Comment by ga2mer

24 days ago

>Data duplication can't just be banned by Steam

Steam compresses games as much as possible, so in the case of Helldivers 2, you had to download between ~30 and ~40 GB, which was then unpacked to 150 GB (according to SteamDB[0])

[0] https://steamdb.info/app/553850/depots/

You are missing that each update takes AGES while it tortures your disk for patching the files (on my machine it takes 15min or so, and that's on an SSD). So I agree that this is careless and reminds me of the GTA5 startup time that was fixed by a dedicated player who finally had enough and reverse engineered the problem (see https://nee.lv/2021/02/28/How-I-cut-GTA-Online-loading-times...). I still find these things hard to accept.

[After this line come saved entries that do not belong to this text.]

PR #8967, opened 2022-04-28
Clean scroll context

kezhenxu94:


docs/en/changes/changes.md
```diff
@@ -30,6 +30,7 @@
 * Add data-generator module to run OAP in testing mode, generating mock data for testing.
 * Support receive Kubernetes processes from gRPC protocol.
 * Fix the problem that es index(TimeSeriesTable, eg. endpoint_traffic, alarm_record) didn't create even after rerun with init-mode. This problem caused the OAP server to fail to start when the OAP server was down for more than a day.
+* Clean up scroll contexts after used.
```
wu-sheng, line 33: Would this cause OOM or something?

kezhenxu94: Usually this is not a critical problem as the context has an expiration time (30s), but in high volume of clusters (millions of service /network aliases that the all results cannot be retrieved within the expiration time) this would cause

```
Trying to create too many scroll contexts. Must be less than or equal to: [500]. This limit can be set by changing the [search.max_open_scroll_context] setting
```

kezhenxu94:
After I verified I'll mark it "Ready for review", before that let's hold this

wu-sheng (approved):

PR #8977, opened 2022-04-30
Add sharding keys to stream records

lujiajing1126:
Signed-off-by: Megrez Lu <lujiajing1126@gmail.com>


wu-sheng (approved):

wu-sheng:
@lujiajing1126 As ShardingKey is hard required for BanyanDB, please add verification in the storage implementation, to check whether shardingKey is missing.

PR #8982, opened 2022-05-04
Enhance CI skipping strategy

Superskyyy:
The current CI skipping strategy relies on a suboptimal mechanism that is hard to tune. 

This PR enhances the process to exclude files and we can add more whenever we need. Please take a look and make sure I did nothing wrong.

I also turned on the dead link checker schedule for the upstream repo only.

BTW, some of the e2e tests are flaky - like fluent-bit, shall we increase the retry times?


.github/workflows/skywalking.yaml
```diff
@@ -568,22 +607,26 @@ jobs:
     timeout-minutes: 10
     steps:
       - name: Merge Requirement
+        # check changes, sanity, dependency license, unit, integration, e2e, e2e-istio and e2e-java-versions, 
+        # if all of them are working as expected then naturally exits else return error code
```
kezhenxu94, line 611: Exit with different codes in different failures looks a good practice but I don’t think it useful here as the failed tasks will be already red in the workflow so we don’t bother clicking into the detail to see the exit code. And it looks the logic becomes kinda verbose?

  • Steam update durations depend on compression + CPU performance + SSD I/O. Things will be harder when the disk is almost full and live defragmentation kicks in to get free space for contiguous files. Some SSDs are fast enough to keep up with such a load, but a lot of them will quickly hit their DRAM limits and suddenly that advertised gigabyte per second write speed isn't all that fast. Bonus points for when your SSD doesn't have a heatsink and moving air over it, making the controller throttle hard.

    Patching 150GiB with a compressed 15GiB download just takes a lot of I/O. The alternative is downloading a fresh copy of the 150GiB install file, but those playing on DSL will probably let their SSD whizz a few minutes longer than spend another day downloading updates.

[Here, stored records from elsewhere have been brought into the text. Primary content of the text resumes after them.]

PR #8986, opened 2022-05-04
Enhance Converter mechanism in kernel level 

wu-sheng:

Enhance Converter mechanism in kernel level to make BanyanDB native feature more effective. Replace https://github.com/apache/skywalking/pull/8983 in a better way.

### DIFF
--- a/oap-server/server-core/src/main/java/org/apache/skywalking/oap/server/core/profiling/trace/ProfileThreadSnapshotRecord.java
+++ b/oap-server/server-core/src/main/java/org/apache/skywalking/oap/server/core/profiling/trace/ProfileThreadSnapshotRecord.java
@@ -18,7 +18,6 @@
 
 package org.apache.skywalking.oap.server.core.profiling.trace;
 
-import java.util.Base64;
 import lombok.Getter;
 import lombok.Setter;
 import org.apache.skywalking.oap.server.core.Const;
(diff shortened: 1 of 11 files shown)


oap-server/server-core/src/main/java/org/apache/skywalking/oap/server/core/profiling/trace/ProfileThreadSnapshotRecord.java
```diff
@@ -81,11 +80,7 @@ public ProfileThreadSnapshotRecord storage2Entity(final Convert2Entity converter
             snapshot.setDumpTime(((Number) converter.get(DUMP_TIME)).longValue());
             snapshot.setSequence(((Number) converter.get(SEQUENCE)).intValue());
             snapshot.setTimeBucket(((Number) converter.get(TIME_BUCKET)).intValue());
-            if (StringUtil.isEmpty((String) converter.get(STACK_BINARY))) {
-                snapshot.setStackBinary(new byte[] {});
-            } else {
-                snapshot.setStackBinary(Base64.getDecoder().decode((String) converter.get(STACK_BINARY)));
-            }
+            snapshot.setStackBinary(converter.getBytes(STACK_BINARY));
```
lujiajing1126, line 83: For `ProfileThreadSnapshotRecord`,  I suppose the `entity2Storage` also needs some patch,

```diff
-converter.accept(STACK_BINARY, new String(Base64.getEncoder().encode(storageData.getStackBinary())));
+converter.accept(STACK_BINARY, storageData.getStackBinary());
```

lujiajing1126 (changes requested):

oap-server/server-core/src/main/java/org/apache/skywalking/oap/server/core/profiling/trace/ProfileThreadSnapshotRecord.java
wu-sheng: Fixed.

lujiajing1126 (approved):
LGTM

PR #8987, opened 2022-05-04
Revert "Enhance CI skipping strategy"

wu-sheng:
Reverts apache/skywalking#8982

Trying to trigger whether CI could be scheduled, https://github.com/apache/skywalking/pull/8986 is not running after I commits a new one


wu-sheng:
I can see this task is running, but https://github.com/apache/skywalking/pull/8986 is not running at all.

PR #9003, opened 2022-05-07
Enhance Deprecated MetricQuery(v1) getValues querying

chenhaipeng:
### Improve the performance of MetricQuery
When querying getValues, metrics.getIds() costs  metrics.size * per request, so I modified it to asynchronous concurrency，It can improve the query efficiency of the topology map。


wu-sheng:
Please update the change log.

oap-server/server-query-plugin/query-graphql-plugin/src/main/java/org/apache/skywalking/oap/query/graphql/resolver/MetricQuery.java
```diff
@@ -40,6 +44,7 @@
  * @since 8.0.0 This query is replaced by {@link MetricsQuery}
  */
 @Deprecated
+@Slf4j
 public class MetricQuery implements GraphQLQueryResolver {
```
wu-sheng, line 48: Please notice, this class has been `Deprecated`, which means it is a shell only. The real codes are in `org.apache.skywalking.oap.query.graphql.resolver.MetricsQuery`

oap-server/server-query-plugin/query-graphql-plugin/src/main/java/org/apache/skywalking/oap/query/graphql/resolver/MetricQuery.java
```diff
@@ -59,17 +64,28 @@ public IntValues getValues(final BatchMetricConditions metrics, final Duration d
...
+            metrics.getIds().stream().forEach(id -> {
 
                 MetricsCondition condition = new MetricsCondition();
                 condition.setName(metrics.getName());
                 condition.setEntity(new MockEntity(id));
-
-                kv.setValue(query.readMetricsValue(condition, duration));
-                values.addKVInt(kv);
-            }
+                CompletableFuture future = CompletableFuture.supplyAsync(() -> {
```
wu-sheng, line 73: The question is, what exactly the case you are facing to make you feel you need query to be async? One way or another, UI has to wait for a database response.

chenhaipeng: This means that the id is queried concurrently, and you don't have to wait for each result before proceeding the next time.

chenhaipeng: I think the best way is to modify MetricsQueryEsDAO to support batch query of ids

wu-sheng: Yes, but v1 metric APIs have been `Deprecated`, we recommend using v2, and making this kind of bulk questions as different GraphQL level queries.

chenhaipeng: When there are many applications, the topology map display is too slow. The reason is that in the previous position, each id triggers a query, and the next query needs to wait for the query result of the previous id.

wu-sheng: Which version's UI are you talking about?

chenhaipeng: v8.9.1

docs/en/changes/changes.md
```diff
@@ -43,6 +43,7 @@
 * Add "execution_hint": "map", "collect_mode": "breadth_first" for aggregation and topology query to improve 5-10x performance.
 * Clean up scroll contexts after used.
 * Support autocomplete tags in logs query.
+* Enhance MetricQuery querying getValues to asynchronous concurrency query
```
wu-sheng, line 46:
```suggestion
* Enhance Deprecated MetricQuery(v1) getValues querying to asynchronous concurrency query
```

wu-sheng:
Please fix warnings.

wu-sheng (dismissed):

oap-server/server-query-plugin/query-graphql-plugin/src/main/java/org/apache/skywalking/oap/query/graphql/resolver/MetricQuery.java
```diff
@@ -59,17 +64,28 @@ public IntValues getValues(final BatchMetricConditions metrics, final Duration d
...
+                        return query.readMetricsValue(condition, duration);
+                    } catch (IOException e) {
+                        log.error("query.readMetricsValue error", e);
+                    }
+                    return 0L;
+                }).thenAccept(value -> {
+                    KVInt kv = new KVInt();
+                    kv.setId(id);
+                    kv.setValue(value);
+                    values.addKVInt(kv);
```
kezhenxu94, line 84: It's `ArrayList.add` behind `values.addKVInt(kv);` and `ArrayList` is not thread-safe, you need synchronization here.

oap-server/server-query-plugin/query-graphql-plugin/src/main/java/org/apache/skywalking/oap/query/graphql/resolver/MetricQuery.java
```diff
@@ -59,17 +64,28 @@ public IntValues getValues(final BatchMetricConditions metrics, final Duration d
             kv.setValue(query.readMetricsValue(condition, duration));
             values.addKVInt(kv);
         } else {
-            for (final String id : metrics.getIds()) {
-                KVInt kv = new KVInt();
-                kv.setId(id);
+            List<CompletableFuture> futureList = new ArrayList<>();
```
kezhenxu94, line 67: You don't need this variable `futureList`, just use `metrics.getIds().stream().map(...).forEach(...)`

oap-server/server-query-plugin/query-graphql-plugin/src/main/java/org/apache/skywalking/oap/query/graphql/resolver/MetricQuery.java
```diff
@@ -59,17 +64,28 @@ public IntValues getValues(final BatchMetricConditions metrics, final Duration d
...
                 condition.setEntity(new MockEntity(id));
-
-                kv.setValue(query.readMetricsValue(condition, duration));
-                values.addKVInt(kv);
-            }
+                CompletableFuture future = CompletableFuture.supplyAsync(() -> {
+                    try {
+                        return query.readMetricsValue(condition, duration);
+                    } catch (IOException e) {
+                        log.error("query.readMetricsValue error", e);
```
kezhenxu94, line 77: This somewhat changes the logic, previously it throws and the UI will display the error message, while now you just return all `0` to frontend and there is no clue why all `0`s unless users check OAP logs.

kezhenxu94 (changes requested):
A thread safe issue need to be addressed and some nits.

oap-server/server-query-plugin/query-graphql-plugin/src/main/java/org/apache/skywalking/oap/query/graphql/resolver/MetricQuery.java
wu-sheng: I think adding `Collections.synchronizedList` wrapper should be enough.

oap-server/server-query-plugin/query-graphql-plugin/src/main/java/org/apache/skywalking/oap/query/graphql/resolver/MetricQuery.java
chenhaipeng: I think the best way is to modify MetricsQueryEsDAO to support batch query of ids, ignore this pr

chenhaipeng: > 

I change another way to implement it

oap-server/server-query-plugin/query-graphql-plugin/src/main/java/org/apache/skywalking/oap/query/graphql/resolver/MetricQuery.java
chenhaipeng: I change another way to implement it, avoid use  lock

oap-server/server-query-plugin/query-graphql-plugin/src/main/java/org/apache/skywalking/oap/query/graphql/resolver/MetricQuery.java
```diff
@@ -59,17 +65,26 @@ public IntValues getValues(final BatchMetricConditions metrics, final Duration d
...
-                KVInt kv = new KVInt();
-                kv.setId(id);
+            List<CompletableFuture<Pair<String, Long>>> futureList = metrics.getIds().stream().map(id -> {
 
                 MetricsCondition condition = new MetricsCondition();
                 condition.setName(metrics.getName());
                 condition.setEntity(new MockEntity(id));
-
-                kv.setValue(query.readMetricsValue(condition, duration));
+                CompletableFuture<Pair<String, Long>> future = CompletableFuture.supplyAsync(() -> {
```
wu-sheng, line 73: KVInt is the pair, I think?

chenhaipeng: ok, I remove pair

oap-server/server-query-plugin/query-graphql-plugin/src/main/java/org/apache/skywalking/oap/query/graphql/resolver/MetricQuery.java
```diff
@@ -59,17 +63,24 @@ public IntValues getValues(final BatchMetricConditions metrics, final Duration d
...
-                values.addKVInt(kv);
-            }
+                CompletableFuture<KVInt> future = CompletableFuture.supplyAsync(() -> {
+                    try {
+                        KVInt kv = new KVInt();
+                        kv.setId(id);
+                        kv.setValue(query.readMetricsValue(condition, duration));
+                        return kv;
+                    } catch (IOException e) {
+                        throw new RuntimeException(e);
```
wu-sheng, line 78: Once you do this, I think you need to check `CompletableFuture#isCompletedExceptionally` and process in this case?

oap-server/server-query-plugin/query-graphql-plugin/src/main/java/org/apache/skywalking/oap/query/graphql/resolver/MetricQuery.java
```diff
@@ -59,17 +63,24 @@ public IntValues getValues(final BatchMetricConditions metrics, final Duration d
...
+                    }
+                });
+                return future;
+            }).collect(Collectors.toList());
+            futureList.stream().map(CompletableFuture::join).forEach(v -> values.addKVInt(v));
```
kezhenxu94, line 83: Actually `CompletableFuture.supplyAsync` can be replaced with `parallelStream` with just a very trivial difference that it doesn't matter in the case here, but is simpler, what do you think?

```java
            metrics.getIds()
                   .parallelStream()
                   .map(id -> {
                        MetricsCondition condition = new MetricsCondition();
                        condition.setName(metrics.getName());
                        condition.setEntity(new MockEntity(id));
                        try {
                            KVInt kv = new KVInt();
                            kv.setId(id);
                            kv.setValue(query.readMetricsValue(condition, duration));
                            return kv;
                        } catch (IOException e) {
                            throw new RuntimeException(e);
                        }
                   })
                   .forEach(v -> values.addKVInt(v));

```

oap-server/server-query-plugin/query-graphql-plugin/src/main/java/org/apache/skywalking/oap/query/graphql/resolver/MetricQuery.java
kezhenxu94: The exception will propagate to caller in `.join`

kezhenxu94 (approved):
Generally good to me

oap-server/server-query-plugin/query-graphql-plugin/src/main/java/org/apache/skywalking/oap/query/graphql/resolver/MetricQuery.java
wu-sheng: OK, then.

oap-server/server-query-plugin/query-graphql-plugin/src/main/java/org/apache/skywalking/oap/query/graphql/resolver/MetricQuery.java
wu-sheng: @chenhaipeng What do you think about this?

chenhaipeng: yes! I think so too

wu-sheng: OK, I would wait for your update.

Thanks for bringing this to the community's attention. We missed this when building `v1->v2` bridge.

wu-sheng:
Check the code style please.

kezhenxu94 (dismissed):

wu-sheng (approved):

    If your SSD is slower than your internet capacity, deleting install files and re-downloading the entire game will probably save you some time.

In this case, the bug was 131 GB of wasted disk space after installation. Because the waste came from duplicate files, it should have had little impact on download size (unless there's a separate bug in the installer...)

This is why the cost of the bug was so easy for the studio to ignore. An extra 131 GB of bandwidth per download would have cost Steam several million dollars over the last two years, so they might have asked the game studio to look into it.

  • This article presents it as a big success, but it could be read the opposite way: "Developers of Helldivers 2 wasted 130 GB for years and didn't care because it was others people computers"

  • > An extra 131 GB of bandwidth per download would have cost Steam several million dollars over the last two years

    Nah, not even close. Let's guess and say there were about 15 million copies sold. 15M * 131GB is about 2M TB (2000 PB / 2 EB). At 30% mean utilisation, a 100Gb/s port will do 10 PB in a month, and at most IXPs that costs $2000-$3000/month. That makes it about $400k in bandwidth charges (I imagine 90%+ is peered or hosted inside ISPs, not via transit), and you could quite easily build a server that would push 100Gb/s of static objects for under $10k a pop.

    It would surprise me if the total additional costs were over $1M, considering they already have their own CDN setup. One of the big cloud vendors would charge $100M just for the bandwidth, let alone the infrastructure to serve it, based on some quick calculation I've done (probably incorrectly) -- though interestingly, HN's fave non-cloud vendor Hetzner would only charge $2M :P

    • Isn't it a little reductive to look at basic infrastructure costs? I used Hetzner as a surrogate for the raw cost of bandwidth, plus overheads. If you need to serve data outside Europe, the budget tier of BunnyCDN is four times more expensive than Hetzner.

      But you might be right - in a market where the price of the same good varies by two orders of magnitude, I could believe that even the nice vendors are charging a 400% markup.

    • Yea, I always laugh when folks talk about how expensive they claim bandwidth is for companies. Large “internet” companies are just paying a small monthly cost for transit at an IX. They arent paying $xx/gig ($1/gig) like the average consumer is. If you buy a 100gig port for $2k, it costs the same if you’re using 5 GB a day or 8 PB per day.

    • Off topic question.

      > I imagine 90%+ is peered or hosted inside ISPs, not via transit

      How hosting inside ISPs function? Does ISP have to MITM? I heard similar claims for Netflix and other streaming media, like ISPs host/cache the data themselves. Do they have to have some agreement with Steam/Netflix?

      3 replies →

Makes sense, initial claim was that HD2 size was mainly because of duplicated assets, and any compression worth it's salt would de-duplicate things effectively.